Flatpak’s session helper provides a D-Bus API to do this: a HostCommand method that launches a given command outside the sandbox and returns its process ID; and a HostCommandExited signal which is emitted when the process exists, with its exit status as a uint32. Apps can use this D-Bus API directly, but recent versions of the common runtimes include a wrapper command which is much easier to adapt existing code to use: just replace cat /etc/passwd with flatpak-spawn --host cat /etc/passwd.

In theory, flatpak-spawn --host propagates the exit status from the command it runs, but I found that in practice, it did not. For example, false is a program which does nothing, unsuccessfully:

$ false; echo exit status: $?
1

But when run via flatpak-spawn --host, its exit status is 0:

$ flatpak run --env='PS1=sandbox$ ' \
> --talk-name=org.freedesktop.Flatpak \
> --command=bash org.freedesktop.Sdk//1.6
sandbox$ flatpak-spawn --host false; echo exit status: $?
0

If you care whether the command you launched succeeded, this is problematic! The first clue to what’s going on is in the output of flatpak-spawn --verbose:

sandbox$ flatpak-spawn --verbose --host false; echo exit status: $?
F: child_pid: 18066
F: child exited 18066: 256
exit status: 0

Here’s the code, from the HostCommandExited signal handler:

g_variant_get (parameters, "(uu)", &client_pid, &exit_status);
g_debug ("child exited %d: %d", client_pid, exit_status);

if (child_pid == client_pid)
  exit (exit_status);

So exit_status is 256, even though false actually returns 1. If you read man 3 exit, you will learn:

void exit(int status);

The exit() function causes normal process termination and the value of status & 0377 is returned to the parent (see wait(2)).

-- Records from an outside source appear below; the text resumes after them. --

PR #20, opened 2020-12-21
CARLA scenarios improved

joel-mb:
This PR adds new behaviors and improves the 10 CARLA challenge scenarios, as well as the manual control scenarios, the traffic light and background activity ones.

The new behaviors are:
- WalkBehavior: uses CARLA AI controller to randomly move a pedestrian around the town
- CrossingBehavior: dynamically controls the speed of a crossing object so that it and a reference actor arrive at a spot in the road at the same time

Additionally, fixed bug at Range.__contains__ class, which had no self when calling attribute low and high


examples/carla/Carla_Challenge/carlaChallenge10.scenic
```diff
@@ -43,16 +45,16 @@ adv_trajectory = [adv_maneuver.startLane, adv_maneuver.connectingLane, adv_maneu
...
+ego = Car at ego_spawn_pt,
+    with blueprint EGO_MODEL,
+    with behavior EgoBehavior(EGO_SPEED, ego_trajectory)
 
-adversary = Car following roadDirection from adv_spawn_point for ADV_DISTANCE_TO_INTERSECTION,
-	with behavior CrossingCarBehavior(adv_trajectory)
+adversary = Car at adv_spawn_pt,
+    with behavior AdversaryBehavior(adv_trajectory)
 
+require (distance to intersec) in Range(20, 25)
```
dfremont, line 58: This only works due to what is arguably a bug in Scenic - the `Range` is a distribution and should get sampled to a single number, at which point the `in` operator wouldn't work. In case I fix this bug later, it would be safer to simply write `20 <= (distance to intersec) <= 25`.

dfremont (changes requested):
I read and tested this and it looks good, except for one minor issue with `Range` being used in a non-standard way that may not work in the future (see comment below - there are several places where this happens).

examples/carla/Carla_Challenge/carlaChallenge10.scenic
joel-mb: @dfremont Thanks for the quick review! Updated scenarios to avoid using `Range` in those situations.

dfremont (approved):

PR #22, opened 2021-02-03
Add ability to record videos of dynamic scenarios

JayShenoy:


src/scenic/simulators/carla/recording/__main__.py
```diff
@@ -0,0 +1,36 @@
+import os
+import subprocess
+import argparse
+import json
+
+parser = argparse.ArgumentParser(prog='scenic', add_help=False,
+                                 usage='scenic [-h | --help] [options] FILE [options]',
+                                 description='Sample from a Scenic scenario, optionally '
```
dfremont, line 8: This is misleading, since this entry point doesn't support most of Scenic's options. Please change `prog`, `usage`, and `description` to make clear this is a helper script for running multiple scenarios and collecting recordings.

(If you decide to keep this entry point. You could just get rid of it, or add the `--scenarios` functionality to the main Scenic entry point, which would allow you to drop the `subprocess` stuff.)

src/scenic/simulators/carla/simulator.py
```diff
@@ -243,3 +397,120 @@ def destroy(self):
...
+
+	def process_lidar_data(self, lidar_data, buffer):
+		buffer.append(lidar_data)
+
+	def process_radar_data(self, radar_data, buffer):
+		buffer.append(radar_data)
+
+	def save_recordings(self, save_dir):
+		if not self.record_sensors:
+			print('No recordings saved; turn on recordings for simulator to enable')
```
dfremont, line 421: If you want this to not be a fatal error, use `warnings.warn` instead; otherwise raise an exception.

src/scenic/simulators/carla/simulator.py
```diff
@@ -243,3 +397,120 @@ def destroy(self):
...
+			return
+
+		print('Started saving recorded data')
```
dfremont, line 424: Use `verbosePrint` so that the `--verbosity` option can suppress this message.

dfremont (changes requested):
Thanks for preparing this PR! It looks good except for a few minor issues -- see comments below. The main things are to add documentation for the new features into the Sphinx documentation, and to clean up the `scenic.simulators.carla.recording` entry point (I'm not sure if you meant to include it, since it's in the CARLA folder but the `-r` option is set up so that multiple simulators could support it).

dfremont:
This has been superseded by the new sensors system, so I'm closing this. @ek65 if there's any functionality from this PR that you can't replicate with the new system, we can discuss.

256 == 0x0100 and 0377 == 0x00ff; so exit_status & 0377 == 0. Now we know why flatpak-spawn returns 0, but why is exit_status equal to 256 rather than 1 in the first place?

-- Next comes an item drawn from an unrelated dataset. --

PR #431, opened 2025-12-18
Fix MetaDrive dependency for 3.1.0 release

lola831:
### Description
Reverts the MetaDrive extra to a version-based PyPI dependency, gates MetaDrive under `test-full` on Python 3.12+, and updates the docs with installation notes (Python 3.12+, macOS 3D, braking), and adjusts MetaDrive tests to xfail the 0.4.3 braking/handbrake issue.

It comes from a g_child_watch_add_full() callback. The g_child_watch_add_full() docs tell us:

In many programs, you will want to call g_spawn_check_exit_status() in the callback to determine whether or not the child exited successfully.

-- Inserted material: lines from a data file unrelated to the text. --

PR #452, opened 2026-04-14
Fix accessing ego and workspace in modular scenarios

dfremont:
### Description

When the `ego` and `workspace` special variables were assigned at the top level, they were not properly inherited by modular scenarios defined in the same file. Thanks to @Kv139 for the bug report!

### Issue Link

n/a

### Checklist


lola831 (approved):
Looks good.

PR #453, opened 2026-04-14
Improvements to warnings and tests

dfremont:
### Description

Three small improvements:
* Test that `str`, `float`, and `int` can be used properly in `isinstance` even though we handle them specially.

Following the link, we learn:

On Unix, [the exit status] is guaranteed to be in the same format waitpid() returns.

And reading the waitpid() documentation, we finally learn that the exit status is an opaque integer which must be inspected with a set of macros. On Linux, the layout is, roughly:

  • When a process calls exit(x), the exit status is ((x & 0xff) << 8); the low byte is 0. This explains why the exit_status for false is 256.
  • When a process is killed by signal y, the exit status is stored in the low byte, with its high bit (0x80) set if the process dumped core. So a process which segfaults and dumps core will have exit status 11 | 0x80 == 11 + 128 == 139

What’s funny about this is that, if the subprocess segfaults and dumps core, when testing from the shell flatpak-spawn --host appears to work.

host$ /home/wjt/segfault; echo exit status: $?
Segmentation fault (core dumped)
exit status: 139
sandbox$ flatpak-spawn --verbose --host /home/wjt/segfault; echo exit status: $?
F: child_pid: 20256
F: child exited 20256: 139
exit status: 139

But there’s a difference between this and a process which actually exits 139:

sandbox$ flatpak-spawn --verbose --host /bin/sh -c 'exit 139'; echo exit status: $?
F: child_pid: 20481
F: child exited 20481: 35584
exit status: 0

I always thought these two were the same. Actually, mapping the signal that killed a process to $? = 128 + signum is just shell convention.

To fix flatpak-spawn, we need to inspect the exit status and recover the exit code or signal. For normal termination, we can pass the exit code to exit(). For signals, the options are:

  • Reset all signal() handlers to SIG_DFL, then send the signal to ourselves and hope we die
  • Follow the shell convention and exit(128 + signal number)

I think the former sounds scary and unreliable, so I implemented the latter. Imperfect, but it’ll do.